Records supplied —
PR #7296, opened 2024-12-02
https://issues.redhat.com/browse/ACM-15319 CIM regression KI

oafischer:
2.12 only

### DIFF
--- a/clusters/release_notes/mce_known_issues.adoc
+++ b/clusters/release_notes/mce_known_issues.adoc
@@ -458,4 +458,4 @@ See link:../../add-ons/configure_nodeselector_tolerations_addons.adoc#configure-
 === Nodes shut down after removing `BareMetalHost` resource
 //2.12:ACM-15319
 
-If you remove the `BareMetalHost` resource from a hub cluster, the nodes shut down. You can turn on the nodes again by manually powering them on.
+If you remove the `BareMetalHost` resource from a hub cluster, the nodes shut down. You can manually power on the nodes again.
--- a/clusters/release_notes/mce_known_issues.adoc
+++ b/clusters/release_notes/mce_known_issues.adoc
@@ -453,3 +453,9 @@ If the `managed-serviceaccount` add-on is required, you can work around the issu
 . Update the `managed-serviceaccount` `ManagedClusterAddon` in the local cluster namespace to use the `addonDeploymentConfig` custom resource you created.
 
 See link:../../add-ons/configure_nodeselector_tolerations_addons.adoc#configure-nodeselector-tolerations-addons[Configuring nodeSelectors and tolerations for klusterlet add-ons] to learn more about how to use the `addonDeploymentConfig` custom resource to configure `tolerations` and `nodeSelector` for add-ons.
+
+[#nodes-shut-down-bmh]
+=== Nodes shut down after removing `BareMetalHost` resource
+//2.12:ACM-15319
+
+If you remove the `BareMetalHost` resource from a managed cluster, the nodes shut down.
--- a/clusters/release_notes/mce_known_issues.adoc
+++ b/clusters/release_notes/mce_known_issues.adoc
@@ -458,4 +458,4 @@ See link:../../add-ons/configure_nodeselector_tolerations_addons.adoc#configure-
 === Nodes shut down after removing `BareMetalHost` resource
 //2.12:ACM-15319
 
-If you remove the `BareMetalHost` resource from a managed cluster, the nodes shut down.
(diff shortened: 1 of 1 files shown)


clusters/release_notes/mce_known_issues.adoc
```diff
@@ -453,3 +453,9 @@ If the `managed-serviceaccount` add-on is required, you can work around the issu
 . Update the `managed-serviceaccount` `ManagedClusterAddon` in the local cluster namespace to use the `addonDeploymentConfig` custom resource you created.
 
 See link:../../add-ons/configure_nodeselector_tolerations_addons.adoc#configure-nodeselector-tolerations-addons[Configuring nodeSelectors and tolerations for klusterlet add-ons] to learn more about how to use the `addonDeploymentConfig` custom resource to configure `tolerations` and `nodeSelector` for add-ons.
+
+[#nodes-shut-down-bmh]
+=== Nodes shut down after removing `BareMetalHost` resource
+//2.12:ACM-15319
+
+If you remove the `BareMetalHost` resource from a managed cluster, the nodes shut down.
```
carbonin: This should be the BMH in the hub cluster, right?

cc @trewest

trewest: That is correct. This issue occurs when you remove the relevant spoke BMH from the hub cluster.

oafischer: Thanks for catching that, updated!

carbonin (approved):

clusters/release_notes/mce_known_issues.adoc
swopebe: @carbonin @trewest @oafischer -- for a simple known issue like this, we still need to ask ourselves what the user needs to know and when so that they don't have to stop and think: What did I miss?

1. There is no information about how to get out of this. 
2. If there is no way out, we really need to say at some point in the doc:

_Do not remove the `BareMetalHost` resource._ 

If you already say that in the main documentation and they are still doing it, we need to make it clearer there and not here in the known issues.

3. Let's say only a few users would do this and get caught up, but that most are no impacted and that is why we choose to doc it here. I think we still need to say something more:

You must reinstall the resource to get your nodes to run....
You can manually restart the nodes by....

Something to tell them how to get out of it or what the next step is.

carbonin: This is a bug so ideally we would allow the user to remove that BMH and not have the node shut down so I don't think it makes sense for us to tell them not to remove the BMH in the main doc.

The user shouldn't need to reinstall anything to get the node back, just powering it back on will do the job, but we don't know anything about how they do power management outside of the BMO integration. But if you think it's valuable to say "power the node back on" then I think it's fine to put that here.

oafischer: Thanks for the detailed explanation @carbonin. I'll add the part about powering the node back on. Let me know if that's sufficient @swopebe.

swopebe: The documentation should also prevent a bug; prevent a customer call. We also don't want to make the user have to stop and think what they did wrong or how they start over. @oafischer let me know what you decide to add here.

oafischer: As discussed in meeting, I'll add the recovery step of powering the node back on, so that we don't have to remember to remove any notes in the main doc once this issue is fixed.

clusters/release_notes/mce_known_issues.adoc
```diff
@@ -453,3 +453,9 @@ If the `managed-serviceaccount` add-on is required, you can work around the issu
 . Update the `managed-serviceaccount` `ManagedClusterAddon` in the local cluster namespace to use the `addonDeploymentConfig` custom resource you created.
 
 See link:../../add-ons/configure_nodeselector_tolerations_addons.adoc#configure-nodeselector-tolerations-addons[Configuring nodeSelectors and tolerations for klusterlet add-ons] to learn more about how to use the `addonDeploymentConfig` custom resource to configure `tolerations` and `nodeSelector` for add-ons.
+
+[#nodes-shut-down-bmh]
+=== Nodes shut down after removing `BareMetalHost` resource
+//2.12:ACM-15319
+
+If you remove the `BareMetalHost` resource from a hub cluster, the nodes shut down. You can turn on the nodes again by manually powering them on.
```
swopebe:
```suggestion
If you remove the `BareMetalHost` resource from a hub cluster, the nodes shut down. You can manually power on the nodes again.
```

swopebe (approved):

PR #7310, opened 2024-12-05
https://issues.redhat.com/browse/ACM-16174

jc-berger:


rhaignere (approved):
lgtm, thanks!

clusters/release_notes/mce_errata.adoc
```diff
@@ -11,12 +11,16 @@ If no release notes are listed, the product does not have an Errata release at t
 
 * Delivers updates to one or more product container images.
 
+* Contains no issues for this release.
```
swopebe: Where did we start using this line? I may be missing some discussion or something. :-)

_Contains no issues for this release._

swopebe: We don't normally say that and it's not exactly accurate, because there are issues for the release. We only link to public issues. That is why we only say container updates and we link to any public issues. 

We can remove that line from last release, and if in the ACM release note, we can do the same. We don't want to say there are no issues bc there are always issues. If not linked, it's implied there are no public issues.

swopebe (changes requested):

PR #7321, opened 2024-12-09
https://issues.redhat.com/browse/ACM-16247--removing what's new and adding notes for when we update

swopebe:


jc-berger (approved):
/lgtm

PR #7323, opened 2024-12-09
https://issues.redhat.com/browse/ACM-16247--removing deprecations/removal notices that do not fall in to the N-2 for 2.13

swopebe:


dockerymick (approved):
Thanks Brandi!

--

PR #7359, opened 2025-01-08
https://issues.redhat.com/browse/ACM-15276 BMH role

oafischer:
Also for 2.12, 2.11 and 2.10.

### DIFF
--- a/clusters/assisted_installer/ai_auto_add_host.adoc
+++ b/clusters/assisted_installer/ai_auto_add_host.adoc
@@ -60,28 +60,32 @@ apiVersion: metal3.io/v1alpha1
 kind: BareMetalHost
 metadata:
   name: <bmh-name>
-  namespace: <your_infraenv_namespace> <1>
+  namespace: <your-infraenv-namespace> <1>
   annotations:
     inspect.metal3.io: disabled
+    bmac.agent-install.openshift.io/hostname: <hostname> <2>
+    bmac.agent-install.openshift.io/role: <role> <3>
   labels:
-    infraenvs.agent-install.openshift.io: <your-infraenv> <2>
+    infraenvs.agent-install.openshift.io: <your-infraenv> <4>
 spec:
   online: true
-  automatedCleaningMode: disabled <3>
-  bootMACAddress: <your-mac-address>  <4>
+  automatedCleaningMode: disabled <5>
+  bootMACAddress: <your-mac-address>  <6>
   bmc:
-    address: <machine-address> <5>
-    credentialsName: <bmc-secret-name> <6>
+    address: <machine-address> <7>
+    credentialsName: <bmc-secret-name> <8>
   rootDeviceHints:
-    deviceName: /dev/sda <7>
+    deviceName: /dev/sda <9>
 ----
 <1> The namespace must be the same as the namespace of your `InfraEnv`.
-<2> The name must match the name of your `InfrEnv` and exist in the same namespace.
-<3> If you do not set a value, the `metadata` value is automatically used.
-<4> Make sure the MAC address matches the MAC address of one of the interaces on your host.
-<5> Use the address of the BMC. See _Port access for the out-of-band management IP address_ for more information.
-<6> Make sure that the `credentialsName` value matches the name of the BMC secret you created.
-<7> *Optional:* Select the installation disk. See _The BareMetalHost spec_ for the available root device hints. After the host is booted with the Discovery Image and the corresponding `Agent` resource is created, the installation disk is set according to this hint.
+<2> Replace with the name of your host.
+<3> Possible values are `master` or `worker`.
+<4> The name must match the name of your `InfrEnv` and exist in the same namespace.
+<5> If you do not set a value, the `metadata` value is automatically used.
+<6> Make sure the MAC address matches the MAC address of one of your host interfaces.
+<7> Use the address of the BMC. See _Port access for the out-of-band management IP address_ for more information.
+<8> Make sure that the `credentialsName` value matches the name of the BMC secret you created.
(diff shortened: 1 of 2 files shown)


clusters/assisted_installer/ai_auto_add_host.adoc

Exercise requirements — Start with the line above that contains "deviceName: /dev/sda <9>" and end with the line that contains "-<6> Make sure". Write out those lines exactly, and only those.

Your solution —
+    deviceName: /dev/sda <9>
 ----
 <1> The namespace must be the same as the namespace of your `InfraEnv`.
-<2> The name must match the name of your `InfrEnv` and exist in the same namespace.
-<3> If you do not set a value, the `metadata` value is automatically used.
-<4> Make sure the MAC address matches the MAC address of one of the interaces on your host.
-<5> Use the address of the BMC. See _Port access for the out-of-band management IP address_ for more information.
-<6> Make sure that the `credentialsName` value matches the name of the BMC secret you created.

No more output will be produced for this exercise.